Finding a cure through funding vital research
There are currently very few effective treatments and no cure available for Mitochondrial Disease.
We are currently supporting research initiatives at Guy’s and St Thomas’/Evelina Children’s Hospital, Newcastle University and Great Ormond Street Hospital/ Institute of Child Health and Sir John Radcliffe Hospital, Oxford.
By funding this work, we hope to enable doctors to get a better understanding of how mitochondria function. This will help identify new disease causing genes and improve the speed and accuracy of diagnosis. This will lead to the development of effective treatment options, and techniques to prevent transmission.
The Lily Foundation is committed to funding medical research and improving the understanding of all Mitochondrial Diseases with the hope of developing effective treatments for those affected and ultimately finding a cure. We will not give up! We will keep fighting for hope and life.

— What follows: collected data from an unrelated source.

PR #752, opened 2026-04-29
Eagerly preload framework base classes

Korri:
`Spring::Application#serve` calls `Rails.application.reloaders.any?(&:updated?)` before forking. ActionView's [`CacheExpiry::ViewReloader#updated?`](https://github.com/rails/rails/blob/main/actionview/lib/action_view/cache_expiry.rb) lazily builds a `FileUpdateChecker` from whatever view paths are registered at that moment (lazy-init contract from rails/rails#51308).

Engines register view paths via `prepend_view_path` inside `on_load(:action_mailer)` / `:action_controller_base` blocks. In a fresh preload nothing has referenced those framework classes yet, so `dirs_to_watch` is empty when the probe runs — pinning the watcher empty and triggering a full `FileUpdateChecker` rebuild on every `prepend_view_path` in each fork.

Preloading the framework classes (not `Application*`, per Rafael's suggestion, framework code is never reloaded, app namespace is) targets the `on_load` hooks directly and avoids coupling Spring's preload to user-reloadable code.

While [rails/rails#57269](https://github.com/rails/rails/pull/57269) closes the bug part of this from the Rails side, this still makes sense on it's own.

### DIFF
--- a/lib/spring/application.rb
+++ b/lib/spring/application.rb
@@ -117,6 +117,7 @@ module Spring
       require Spring.application_root_path.join("config", "environment")
 
       invoke_after_environment_load_callbacks
+      preload_framework_base_classes
 
       disconnect_database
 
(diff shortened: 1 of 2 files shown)


lib/spring/application.rb
```diff
@@ -142,6 +144,29 @@ def preload
...
+    # had a chance to register their view paths. The empty watcher then
+    # gets pinned in a non-lazy state and triggers a full FileUpdateChecker
+    # rebuild on every prepend_view_path inside each fork.
+    #
+    # See rails/rails#51308 for the lazy-init contract this aligns with.
+    APPLICATION_BASE_CLASSES = %w[
+      ApplicationController
+      ApplicationMailer
+      ApplicationJob
+      ApplicationRecord
```
rafaelfranca: I think it would be better to load the framework code, not the application code. The application code can change and is reloaded, but if you keep a reference in the server that might break thing. The framework code can never change.

PR #756, opened 2026-06-05
Make client smarter about Spring server state

Korri:
This covers two ways a client can find an existing Spring socket but still fail the initial version handshake:

   - another client booted the server first, and the server is still busy preloading the app before it can accept this client
       - ➡️ now we retry with `timeout: Spring.boot_timeout`.
   - the previous server died after leaving its socket/pidfile on disk
       - ➡️ now we check for the existence of the process, and start a new one if it's not there. 

Before this, both could surface as “Error connecting to Spring server” even though the right behavior is recoverable: wait a little longer for the live booting server, or restart when the old server is gone.

The retry is still bounded. If the `pidfile` lock says a server is alive, a client that did not boot it gets one `boot_timeout`-sized wait for the greeting. If this client already booted the server, or the extra wait still does not produce a greeting, we keep failing/restarting instead of looping forever.

I added acceptance coverage with real Spring processes for both cases, including a probe that proves the second client actually took the boot-timeout path.

### DIFF
--- a/lib/spring/client/run.rb
+++ b/lib/spring/client/run.rb
@@ -6,6 +6,7 @@ module Spring
   module Client
     class Run < Command
       FORWARDED_SIGNALS = %w(INT QUIT USR1 USR2 INFO WINCH) & Signal.list.keys
+      ServerReadTimeout = Class.new(StandardError)
 
       attr_reader :server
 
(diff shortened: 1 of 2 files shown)


rafaelfranca:
Tests are failing with a timeout. Can you take a look?

Korri:
> Tests are failing with a timeout. Can you take a look?

@rafaelfranca should be good now, the new tests had some leakage.

PR #126, opened 2016-02-25
Set user activity to false if we fire an activation email

### LINKED ISSUE #114: SEND_ACTIVATION_EMAIL doesn't work correct

lwm:
Haven't seen any activity on #115, and it should definitely get fixed, so here is the change and a test.

Closes #114.

### DIFF
--- a/djoser/serializers.py
+++ b/djoser/serializers.py
@@ -33,7 +33,11 @@ class UserRegistrationSerializer(serializers.ModelSerializer):
         )
 
     def create(self, validated_data):
-        return User.objects.create_user(**validated_data)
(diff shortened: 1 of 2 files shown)


mmarksnippety:
Thank You for this pull request! It will be merged soon. I plan new release tomorrow with some fixes.

haxoza:
Looks reasonable to have it in djoser. If somebody uses just built-in Django user this change is really helpful.

lwm:
> Thank You for this pull request! It will be merged soon.
:hammer:

PR #127, opened 2016-02-25
Human readable error message when incorrect uid is provided

mmarksnippety:
We add invalid uid error message to UidAndTokenSerializer.
This serializer is used in ActivationView and PasswordResetConfirmView.


haxoza:
Looks good! Let's squash the commits and merge it.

Over the last 10 years, scientists have made significant advances in diagnosing and potentially treating rare diseases, through the emergence of 'next generation gene sequencing techniques'.
These techniques have dramatically improved understanding of our genetic code and what our genes do, and is providing a new route to rapidly identifying disease causing genes, which was not previously available.
Rare diseases represent a considerable health burden to the NHS, however research funding for this area is tiny compared with other conditions – only £1 per person compared to £185 per person affected by cancer.
Funding for Mitochondrial Disease research is only a fraction of this £1 and we want to change this.
With the emergence of this new technology, we are on the brink of a healthcare revolution and the potential for making huge and rapid advances in this area right now is enormous.
By investing in this research now, we hope to provide affected families with answers, treatments and ultimately a cure.
Why Genetic Testing?
Genetic testing is a type of medical test that identifies changes in chromosomes, genes, or proteins. The results of a genetic test can confirm or rule out a suspected genetic condition or help determine a person’s chance of developing or passing on a genetic disorder.
Without a genetic diagnosis it is often impossible to predict progression of disease, identify treatment options, offer advice on family planning or give a life expectancy.
It is recognised that genetic testing is critical, particularly in paediatrics, because early breakthroughs have, and are likely to continue to come from the study of children with rare disorders. These findings then have the potential to feed into treatments for more common conditions linked to mitochondrial dysfunction in all ages.
Understanding what genes do ….
Despite the continuing discovery of more disease causing mutations, it remains really difficult to tell which ones are truly important in disease.
An average person contains millions of genetic differences, but not all of these will cause disease, and collecting large enough groups of similarly affected individuals to assess new therapies has been difficult – mainly because the diseases are rare!
Promising advances are being made through the creation of 3D map's of mitochondrial proteins which hope to help predict the importance of mutations in these genes, but with over 250 genes that are known to cause Mitochondrial Diseases and an additional 1,000 more that have the potential to cause human disease, you can appreciate that the challenge is huge! More hands make light work so investing in research is absolutely vital if families are to get the answers they need and we are to beat this disease.